Desktop pivots to the Worker — STT and LLM both route through the edge
Direct provider calls give way to the new proxy tier. Auth, vocab overrides, and rate-limit fallback now live in one place instead of being scattered across the desktop client.
Meander joins the everydays.tools family
The first cross-product handshake. Up to this commit, Meander was its own island — desktop login, desktop billing, desktop-only chat. From here on, the chat layer speaks the same bearer-token language as the rest of the Everydays family. Same key opens Meander, Booky, Moltfi. Same wallet pays for all three. The bridge between the apps got walked across, both directions, on this day.
Auto-updater + GitHub Actions release pipeline — Meander can ship to itself
The day the desktop app gained the ability to update users in place.
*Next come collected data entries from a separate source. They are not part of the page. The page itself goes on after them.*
PR #540, opened 2020-06-04
Make ExternalUserAgent default subspec and depend on Core subspec

soule:
- Make the ExternalUserAgent depend on the Core subspec
- Make the ExternalUserAgent the default subspec

(This is in preparation for an EnterpriseUserAgent subspec which would in turn depend on ExternalUserAgent)

### DIFF
--- a/AppAuth.podspec
+++ b/AppAuth.podspec
@@ -62,5 +62,5 @@ It follows the OAuth 2.0 for Native Apps best current practice
     externalUserAgent.osx.deployment_target = '10.9'
   end
   
-  s.default_subspec = "ExternalUserAgent"
+  s.default_subspec = 'Core', 'ExternalUserAgent'
 end
--- a/AppAuth.podspec
+++ b/AppAuth.podspec
@@ -56,10 +56,8 @@ It follows the OAuth 2.0 for Native Apps best current practice
 
     # macOS
     externalUserAgent.osx.source_files = "Source/AppAuth/macOS/**/*.{h,m}"
-    externalUserAgent.osx.deployment_target = '10.9'    
-      
+    externalUserAgent.osx.deployment_target = '10.9'      
   end
   
   s.default_subspec = "ExternalUserAgent"
-  
 end
--- a/AppAuth.podspec
+++ b/AppAuth.podspec
@@ -31,7 +31,10 @@ It follows the OAuth 2.0 for Native Apps best current practice
   #       classes of AppAuth with tokens on watchOS and tvOS, but currently the
   #       library won't help you obtain authorization grants on those platforms.
 
-  s.platforms    = { :ios => "7.0", :osx => "10.9", :watchos => "2.0", :tvos => "9.0" }
+  s.ios.deployment_target = "7.0"
+  s.osx.deployment_target = "10.9"
+  s.watchos.deployment_target = "2.0"
+  s.tvos.deployment_target = "9.0"
 
   s.source       = { :git => "https://github.com/openid/AppAuth-iOS.git", :tag => s.version }
   s.requires_arc = true
--- a/AppAuth.podspec
+++ b/AppAuth.podspec
@@ -47,7 +47,6 @@ It follows the OAuth 2.0 for Native Apps best current practice
     externalUserAgent.dependency 'AppAuth/Core'
     
     externalUserAgent.source_files = "Source/AppAuth.h", "Source/AppAuth/*.{h,m}"
-    externalUserAgent.source_files = "Source/AppAuth/iOS/OIDExternalUserAgentIOSCustomBrowser.*"
     
     # iOS
     externalUserAgent.ios.source_files      = "Source/AppAuth/iOS/**/*.{h,m}"
--- a/AppAuth.podspec
+++ b/AppAuth.podspec
@@ -59,7 +59,7 @@ It follows the OAuth 2.0 for Native Apps best current practice
 
     # macOS
     externalUserAgent.osx.source_files = "Source/AppAuth/macOS/**/*.{h,m}"
-    externalUserAgent.osx.deployment_target = '10.9'      
+    externalUserAgent.osx.deployment_target = '10.9'
   end
   
   s.default_subspec = "ExternalUserAgent"
--- a/AppAuth.podspec
+++ b/AppAuth.podspec
@@ -44,8 +44,10 @@ It follows the OAuth 2.0 for Native Apps best current practice
 
   # Subspec for the full AppAuth library, including platform-dependant external user agents.
   s.subspec 'ExternalUserAgent' do |externalUserAgent|
-
-    externalUserAgent.source_files = "Source/*.{h,m}", "Source/AppAuthCore/*.{h,m}", "Source/AppAuth/*.{h,m}"
+    externalUserAgent.dependency 'AppAuth/Core'
+    
+    externalUserAgent.source_files = "Source/AppAuth.h", "Source/AppAuth/*.{h,m}"
+    externalUserAgent.source_files = "Source/AppAuth/iOS/OIDExternalUserAgentIOSCustomBrowser.*"
     
     # iOS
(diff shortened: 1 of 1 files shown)


AppAuth.podspec
```diff
@@ -56,5 +57,9 @@ It follows the OAuth 2.0 for Native Apps best current practice
     # macOS
     externalUserAgent.osx.source_files = "Source/AppAuth/macOS/**/*.{h,m}"
     externalUserAgent.osx.deployment_target = '10.9'    
+
```
yalkhder, line 60: nit: Usually there's no empty line before end.

AppAuth.podspec
```diff
@@ -56,5 +57,9 @@ It follows the OAuth 2.0 for Native Apps best current practice
     # macOS
     externalUserAgent.osx.source_files = "Source/AppAuth/macOS/**/*.{h,m}"
     externalUserAgent.osx.deployment_target = '10.9'    
+      
   end
+  
+  s.default_subspec = "ExternalUserAgent"
+
```
yalkhder, line 64: nit: Usually there's no empty line before end.

AppAuth.podspec
```diff
@@ -55,6 +56,8 @@ It follows the OAuth 2.0 for Native Apps best current practice
 
     # macOS
     externalUserAgent.osx.source_files = "Source/AppAuth/macOS/**/*.{h,m}"
-    externalUserAgent.osx.deployment_target = '10.9'    
+    externalUserAgent.osx.deployment_target = '10.9'
```
yalkhder, line 59: Remove whitespace.

soule:
@yalkhder @WilliamDenniss I believe that `deployment_targets` is preferred to `platforms` when there are multiple platforms so I changed that: https://guides.cocoapods.org/syntax/podspec.html#platform

I noticed on the CocoaPods guides it states that the subspec will inherit its platforms from the parent if no platforms are specified. However, since the ExternalUserAgent was already defining its own platforms, I understand that this means that ExternalUserAgent only supports ios/macos.

This then leads me to think that the comments should be updated to make it clear that External/EnterpriseUserAgent only support ios/macos, should I add that?

Would like to hear your thoughts, thank you.

AppAuth.podspec
```diff
@@ -44,8 +47,9 @@ It follows the OAuth 2.0 for Native Apps best current practice
 
   # Subspec for the full AppAuth library, including platform-dependant external user agents.
   s.subspec 'ExternalUserAgent' do |externalUserAgent|
-
-    externalUserAgent.source_files = "Source/*.{h,m}", "Source/AppAuthCore/*.{h,m}", "Source/AppAuth/*.{h,m}"
+    externalUserAgent.dependency 'AppAuth/Core'
+    
+    externalUserAgent.source_files = "Source/AppAuth.h", "Source/AppAuth/*.{h,m}"
```
WilliamDenniss, line 52: Not for this PR, but I feel like this directory should probably be renamed `ExternalUserAgent`

AppAuth.podspec
```diff
@@ -31,7 +31,10 @@ It follows the OAuth 2.0 for Native Apps best current practice
   #       classes of AppAuth with tokens on watchOS and tvOS, but currently the
   #       library won't help you obtain authorization grants on those platforms.
 
-  s.platforms    = { :ios => "7.0", :osx => "10.9", :watchos => "2.0", :tvos => "9.0" }
+  s.ios.deployment_target = "7.0"
+  s.osx.deployment_target = "10.9"
+  s.watchos.deployment_target = "2.0"
+  s.tvos.deployment_target = "9.0"
```
WilliamDenniss, line 37: Are you sure this is equivalent? Can you point me to a doc that validates this?

WilliamDenniss: And if it is equivalent, is the line below still needed?
`externalUserAgent.osx.deployment_target = '10.9'`

yalkhder:
> @yalkhder @WilliamDenniss I believe that `deployment_targets` is preferred to `platforms` when there are multiple platforms so I changed that: https://guides.cocoapods.org/syntax/podspec.html#platform
> 
> I noticed on the CocoaPods guides it states that the subspec will inherit its platforms from the parent if no platforms are specified. However, since the ExternalUserAgent was already defining its own platforms, I understand that this means that ExternalUserAgent only supports ios/macos.
> 
> This then leads me to think that the comments should be updated to make it clear that External/EnterpriseUserAgent only support ios/macos, should I add that?
> 
> Would like to hear your thoughts, thank you.

Which comments are you referring to?

AppAuth.podspec
soule: Should this go in a future PR of mine?

AppAuth.podspec
soule: > Are you sure this is equivalent? Can you point me to a doc that validates this?

https://guides.cocoapods.org/syntax/podspec.html#platform : "When supporting multiple platforms you should use deployment_target below instead."

soule: > And if it is equivalent, is the line below still needed?
> `externalUserAgent.osx.deployment_target = '10.9'`

Here https://guides.cocoapods.org/syntax/podspec.html#group_platform it states that "If not defined in a subspec the attributes of this group inherit the value of the parent."

The deployment_targets specified in ExternalUserAgent and EnterpriseUserAgent state that for those subspecs, only osx and ios are supported (From my understanding)

soule:
> Which comments are you referring to?
Lines 29-33

AppAuth.podspec
yalkhder: Yes, have a separate PR for the directory name change.

AppAuth.podspec
WilliamDenniss: Thank you for confirming that, looks good.

I think we can delete the duplicate definitions in the subspecs in that case, there doesn't seem to be any added value by duplicating it.

AppAuth.podspec
```diff
@@ -55,6 +59,8 @@ It follows the OAuth 2.0 for Native Apps best current practice
 
     # macOS
     externalUserAgent.osx.source_files = "Source/AppAuth/macOS/**/*.{h,m}"
-    externalUserAgent.osx.deployment_target = '10.9'    
+    externalUserAgent.osx.deployment_target = '10.9'
```
WilliamDenniss, line 62: Delete this line as it appears not needed, and `externalUserAgent.ios.deployment_target`

AppAuth.podspec
WilliamDenniss: Actually on further reflection, are we sure the EnterpriseUserAgent subspec is not inheriting the tvOS and watchOS deployment targets? The "If not defined in a subspec the attributes of this group inherit the value of the parent." comment refers to the docs for `platform`, not the `deployment_target` so I'm not sure just from reading the docs how it behaves, can you verify with experimentation?

soule: "platform" and "deployment_target" are both subheadings under "Platform" in the docs, so I thought they are equivalents.

I made some test projects. Indeed, if I try to import AppAuth/ExternalUserAgent explicitly in a watchOS or tvOS app podfile, I get an error of this type: "[!] The platform of the target `watchsample` (watchOS 6.2) is not compatible with `AppAuth/ExternalUserAgent (1.4.0)`, which does not support `watchOS`."

However, the behavior is strange when I try to simply import 'AppAuth' in the podfile in watchOS/tvOS.

If `default_subspec = ExternalUserAgent`, then nothing is imported - no Core and no ExternalUserAgent libraries. the imported Pod is empty besides the podspec, readme, license, and xcconfigs.

if `default_subspec = Core, ExternalUserAgent` then when I import 'AppAuth', then the watch/tvOS app imports the Core libraries and AppAuthCore.h, but no ExternalUserAgent files.

Is this okay behavior? I updated the PR to have the two imports.

WilliamDenniss: Thanks for researching this!

The default subspec behavior sounds desirable to me.

WilliamDenniss:
Can you squish this into 1 commit? Then I'll merge it.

From here every commit could become a real release without manual installer hand-offs.
i18n lands — English default, Traditional Chinese alongside
Quotas finally bite — recording blocked when words or credits are exhausted
First day usage limits were enforced end-to-end on the client, not just shown in the UI as a number that quietly went negative.
Linux support lands — Beer's familiar environment
Beer had finally decided it was time to move to Linux for serious development. Moltfi was mature enough by this point to replace the Windows trading platforms he'd long depended on, so the path was clear. The moment he made the switch, though, the gap was obvious: Linux had no proper voice-input tool to lean on. Which is why Meander itself had to support Linux — there was no fallback. Compile-time gates keep the Windows path completely untouched while a parallel Linux track unlocks paste through wtype/xdotool/ydotool, X11 + Wayland clipboard, and native widget transparency.
Login gate + 5-step onboarding — anonymous use ends
Same day the desktop client starts reporting word usage back to everydays.tools after every recording. The first time the app cared who you were.
Google login via everydays.tools — desktop trusts the hub for identity
Old chat module retired — codebase shrinks for once
After three weeks of building the new chat module alongside the old one, the old one finally goes. That day the codebase shrinks instead of growing.
Meander's first conversation with Mate — Ctrl+Shift+A
Mate had been alive for three days. Meander was the reason Mate existed in the first place — the chat sidebar Beer had been planning needed somewhere on the other end. This commit splits Meander's voice input into two paths: Ctrl+Win still pastes dictated text into whatever app you're in, but Ctrl+Shift+A talks to Mate instead. Same microphone, same transcription, but the destination forks. The seed of the whole agent direction in Meander — and the moment the body Mate carries first had a face that could speak to it.
SQLite replaces JSON config — the app gets a real database
First commit — voice transcription on Windows
Day zero. Two months earlier, Beer was a woodworker in Australia who hadn't written code in over ten years. The first commit had no agents, no Linux, no Android, no edge tier — just an idea: I want to talk to my computer. Everything else in this timeline grew from this single push.